§ **Requirement**
An identical copy of all the entries is the required result.

Records from a collection:
PR #976, opened 2017-02-08
Don't pop token env in single-user servers

minrk:
Users should be allowed to access their own tokens to talk to the Hub API.

I popped the token for vague 'security reasons', but users are allowed to allocate new tokens, so it doesn't make a huge amount of sense to deprive the user's kernels from using the API token set up for their single-user server.

cc @jhamrick this might be the quickest and easiest fix for your nbgrader needs.

### DIFF
--- a/jupyterhub/singleuser.py
+++ b/jupyterhub/singleuser.py
@@ -277,9 +277,9 @@ class SingleUserNotebookApp(NotebookApp):
         api_token = None
         if os.getenv('JPY_API_TOKEN'):
             # Deprecated env variable (as of 0.7.2)
-            api_token = os.environ.pop('JPY_API_TOKEN')
+            api_token = os.environ['JPY_API_TOKEN']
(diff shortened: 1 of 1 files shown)


jhamrick:
Awesome, this sounds like it would fit exactly what I need.

minrk:
If putting it in a file is still desirable, the easiest mechanism is probably to use a custom launch script:

```bash
#!/usr/bin/env bash
# save the token env to my token-needing file
echo "$JUPYTERHUB_API_TOKEN" > ~/.my_hub_token
# custom launch scripts always end the same way:
exec jupyterhub-singleuser $@
```

minrk:
(bonus:  that custom launch script will work for versions of JupyterHub without this patch, since it gets the env before the singleuser script has popped it)

willingc:
Thanks @minrk. Going to open an issue so we remember to document this and the other PR. :sunny:

Issue #851, opened 2016-11-08
Setup a pylintrc for CI checks


yuvipanda:
Setting a pylintrc that does error checks rather than style checks would be really useful. I've been doing it for kubespawner and it's really nice and helped me find a bunch of bugs.

Only style enforcement I might like is docstring enforcement :D

yuvipanda:
I'd like to have something like https://github.com/ipython/ipynb/blob/master/.pylintrc in here. It would require that we fix all the errors listed, which mostly means writing a ton of docstrings. I might take a stab at it.

manics:
We've got [pre-commit with multiple hooks](https://github.com/jupyterhub/jupyterhub/blob/c3ca924ba896bf2da40cab29e2a08784850a945b/.pre-commit-config.yaml).

PR #978, opened 2017-02-09
Add flake8 support

willingc:
@minrk This PR is the first step toward implementing #851 for docstring and style checks.

- Adds flake8 config for general spacing errors and comment style
- Ignores a number of style errors that would introduce changes in long lines and multiline commands
- Excludes all files other than the core jupyterhub source files found in `jupyterhub/jupyterhub`. Does not check tests, services, handlers, and other subdirectories
- Most of the changes are spacing changes. If you dislike any of the style changes, let me know and we can ignore those and I can revert in the PR.


jupyterhub/utils.py
```diff
@@ -115,24 +118,31 @@ def decorated(self, *args, **kwargs):
...
     (no cookies)
     """
     if self.get_current_user_token() is None:
         raise web.HTTPError(403)
 
+
 @auth_decorator
 def authenticated_403(self):
-    """like web.authenticated, but raise 403 instead of redirect to login"""
+    """Decorator for method to raise 403 error instead of redirect to login.
```
minrk: This isn't a sentence, so adding a period at the end isn't correct. In general, I would prefer *not* to add periods to the first lines of docstrings, since they are generally headings, not in-paragraph sentences.

jupyterhub/version.py
```diff
@@ -1,4 +1,4 @@
-"""jupyterhub version info"""
+"""JupyterHub version info."""
```
minrk: No period

.flake8
```diff
@@ -0,0 +1,31 @@
...
+# E201: whitespace after `(`
+# E202: whitespace before `)`
+# E402: module level input not at top of file
+# E501: line too long (82 > 79 characters)
+# E711: comparison to None should be `if cond is None:`
+# E731: do not assign a lambda expression, use a def
+# F401: module imported but unused
+# F811: redefinition of unused `name` from line `N`
+# F841: local variable assigned but never used
+ignore = E123, E124, E128, E201, E202, E402, E501, E711, E731, F401, F811, F841
```
minrk: I'd prefer these broader exclusions:

```
ignore = E,W,C
```

I don't think there are any items in these three categories that should be enforced.

.flake8
```diff
@@ -0,0 +1,31 @@
...
+
+exclude =
+    .cache,
+    .github,
+    docs,
+    examples,
+    jupyterhub/alembic*,
+    jupyterhub/apihandlers*,
+    jupyterhub/handlers*,
+    jupyterhub/services*,
```
minrk: Is there a reason handlers and services are excluded?

jupyterhub/utils.py
willingc: I could go either way on this. The periods are a convention in pep8 and numpy docstrings. I think it's fine without the period too. In general, I'm less concerned about the punctuation and more focused on having at short, descriptive docstrings :-)

minrk:
@willingc thanks!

§ **Answer space**
PR #976, opened 2017-02-08
Don't pop token env in single-user servers

minrk:
Users should be allowed to access their own tokens to talk to the Hub API.

I popped the token for vague 'security reasons', but users are allowed to allocate new tokens, so it doesn't make a huge amount of sense to deprive the user's kernels from using the API token set up for their single-user server.

cc @jhamrick this might be the quickest and easiest fix for your nbgrader needs.

### DIFF
--- a/jupyterhub/singleuser.py
+++ b/jupyterhub/singleuser.py
@@ -277,9 +277,9 @@ class SingleUserNotebookApp(NotebookApp):
         api_token = None
         if os.getenv('JPY_API_TOKEN'):
             # Deprecated env variable (as of 0.7.2)
-            api_token = os.environ.pop('JPY_API_TOKEN')
+            api_token = os.environ['JPY_API_TOKEN']
(diff shortened: 1 of 1 files shown)


jhamrick:
Awesome, this sounds like it would fit exactly what I need.

minrk:
If putting it in a file is still desirable, the easiest mechanism is probably to use a custom launch script:

```bash
#!/usr/bin/env bash
# save the token env to my token-needing file
echo "$JUPYTERHUB_API_TOKEN" > ~/.my_hub_token
# custom launch scripts always end the same way:
exec jupyterhub-singleuser $@
```

minrk:
(bonus:  that custom launch script will work for versions of JupyterHub without this patch, since it gets the env before the singleuser script has popped it)

willingc:
Thanks @minrk. Going to open an issue so we remember to document this and the other PR. :sunny:

Issue #851, opened 2016-11-08
Setup a pylintrc for CI checks


yuvipanda:
Setting a pylintrc that does error checks rather than style checks would be really useful. I've been doing it for kubespawner and it's really nice and helped me find a bunch of bugs.

Only style enforcement I might like is docstring enforcement :D

yuvipanda:
I'd like to have something like https://github.com/ipython/ipynb/blob/master/.pylintrc in here. It would require that we fix all the errors listed, which mostly means writing a ton of docstrings. I might take a stab at it.

manics:
We've got [pre-commit with multiple hooks](https://github.com/jupyterhub/jupyterhub/blob/c3ca924ba896bf2da40cab29e2a08784850a945b/.pre-commit-config.yaml).

PR #978, opened 2017-02-09
Add flake8 support

willingc:
@minrk This PR is the first step toward implementing #851 for docstring and style checks.

- Adds flake8 config for general spacing errors and comment style
- Ignores a number of style errors that would introduce changes in long lines and multiline commands
- Excludes all files other than the core jupyterhub source files found in `jupyterhub/jupyterhub`. Does not check tests, services, handlers, and other subdirectories
- Most of the changes are spacing changes. If you dislike any of the style changes, let me know and we can ignore those and I can revert in the PR.


jupyterhub/utils.py
```diff
@@ -115,24 +118,31 @@ def decorated(self, *args, **kwargs):
...
     (no cookies)
     """
     if self.get_current_user_token() is None:
         raise web.HTTPError(403)
 
+
 @auth_decorator
 def authenticated_403(self):
-    """like web.authenticated, but raise 403 instead of redirect to login"""
+    """Decorator for method to raise 403 error instead of redirect to login.
```
minrk: This isn't a sentence, so adding a period at the end isn't correct. In general, I would prefer *not* to add periods to the first lines of docstrings, since they are generally headings, not in-paragraph sentences.

jupyterhub/version.py
```diff
@@ -1,4 +1,4 @@
-"""jupyterhub version info"""
+"""JupyterHub version info."""
```
minrk: No period

.flake8
```diff
@@ -0,0 +1,31 @@
...
+# E201: whitespace after `(`
+# E202: whitespace before `)`
+# E402: module level input not at top of file
+# E501: line too long (82 > 79 characters)
+# E711: comparison to None should be `if cond is None:`
+# E731: do not assign a lambda expression, use a def
+# F401: module imported but unused
+# F811: redefinition of unused `name` from line `N`
+# F841: local variable assigned but never used
+ignore = E123, E124, E128, E201, E202, E402, E501, E711, E731, F401, F811, F841
```
minrk: I'd prefer these broader exclusions:

```
ignore = E,W,C
```

I don't think there are any items in these three categories that should be enforced.

.flake8
```diff
@@ -0,0 +1,31 @@
...
+
+exclude =
+    .cache,
+    .github,
+    docs,
+    examples,
+    jupyterhub/alembic*,
+    jupyterhub/apihandlers*,
+    jupyterhub/handlers*,
+    jupyterhub/services*,
```
minrk: Is there a reason handlers and services are excluded?

jupyterhub/utils.py
willingc: I could go either way on this. The periods are a convention in pep8 and numpy docstrings. I think it's fine without the period too. In general, I'm less concerned about the punctuation and more focused on having at short, descriptive docstrings :-)

minrk:
@willingc thanks!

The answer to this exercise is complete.